===== Records provided

PR #25962, opened 2026-09-10
Routing to OsmAnd-shared, step 20b: the fork turn construction

alex-dev-neo:
Stacked on #25961, so the diff to read is the last commit.

The second of the three pieces of step 20. Where 20a was the lane arrays on their own, this is the part that needs the picture of the **whole intersection**: what else leaves it, on which side, with how many lanes, and whether any of it is worth speaking. That picture is `RoadSplitStructure`, which moved with 20a because two of its methods already took one.

Ten methods, closed the same way — nothing in it calls anything left behind:

| | |
|---|---|
| `calculateRoadSplitStructure` | builds the picture, skipping roads the previous one is forbidden to turn into |
| `findActiveIndex` + two strategies | which run of lanes the driver has to be in — by lane counts, else by the directions on offer |
| `createKeepLeftRightTurnBasedOnTurnTypes` | the manoeuvre when the road declares its lanes, so the lanes decide |
| `createSimpleKeepLeftRightTurn` | the manoeuvre when it does not, inventing one arrow per lane from the geometry |
| `createCombinedTurnTypeForSingleLane` | the single lane case, showing up to two of the roads left behind |
| `getTurnLanesInfo`, `attachKeepLeftInfoAndLanes`, `getAttachedLanesCount` | the entry points and their arithmetic |

`RouteResultPreparation` is **1338 lines** now, down from 2564 before 20a. What is left is 20c: `prepareResult` itself, the eight context methods, the debug printing and the four machinery calls.

### Two things worth naming

**`normalizeDegrees360` takes a float** and java assigned its result to a `double`, so the port narrows and widens in the same places rather than computing the angle in double throughout. Bearings are floats, and these comparisons decide which side of the road a junction falls on — computing them in double would move the boundary.

**The turn restriction types are declared in shared now**, in `RouteDataObject`'s companion, which is what `getRestrictionType` answers with. `MapRenderingTypes` in `OsmAnd-java` keeps its own seven for the rendering and the map creator, where fourteen places name them through that class; the two sets merge when it moves. Wiring java's copies to the shared ones was tried and dropped — it drags a rendering class into a routing change for no gain today.

### Checks, with the native path running

The C++ library is built for the host, so the `*NativeTest` classes are not silently taking the java planner. The one that matters here is `RouteResultPreparationNativeTest`: it compares the route information this code produces against recorded expectations, **turn lanes included**.

| | |
|---|---|
| `TurnLanesCompatTest` | 4 |


alex-dev-neo:
Closing: the approach changed to copying the classes into OsmAnd-shared without deleting them from OsmAnd-java, and android and tools keep calling the java classes. Replaced by #26012.

PR #25963, opened 2026-09-10
Routing to OsmAnd-shared, step 20c: the turn and time preparation

alex-dev-neo:
Stacked on #25962, so the diff to read is the last commit. **The last step of the migration.**

`TurnPreparation` gives every segment the manoeuvre that leads onto it, then reconciles them with each other — lanes merged across junctions close enough to be one decision, straights that belong to the same intersection silenced, a left then a left over a short segment joined into a u turn, keeps that say nothing dropped — and works out how long each segment takes at what speed. `RoundaboutTurn` goes with it: it had exactly one caller, and that caller moved.

`RouteResultPreparation` is **789 lines**, from 2564 before 20a.

### What is left in java, and why

| | |
|---|---|
| `prepareResult` | the orchestrator — it reaches the routing context's tile machinery and the reader a road's region is initialised from |
| area routing | `combineWayPointsForAreaRouting`, `simplifyAreaRouteWay` walk the planner's segments |
| the debug printing | `RenderingRulesStorage`, `XmlPullParser`, `FileWriter` |
| `convertFinalSegmentToResults` | walks the java planner's own `FinalRouteSegment` |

==========

**What the exercise asks:**
Reproduce the entries above exactly, but only the lines between the line holding "The second of" and the line holding "turn into |", inclusive.

**Solution to this exercise:**
The second of the three pieces of step 20. Where 20a was the lane arrays on their own, this is the part that needs the picture of the **whole intersection**: what else leaves it, on which side, with how many lanes, and whether any of it is worth speaking. That picture is `RoadSplitStructure`, which moved with 20a because two of its methods already took one.

Ten methods, closed the same way — nothing in it calls anything left behind:

| | |
|---|---|
| `calculateRoadSplitStructure` | builds the picture, skipping roads the previous one is forbidden to turn into |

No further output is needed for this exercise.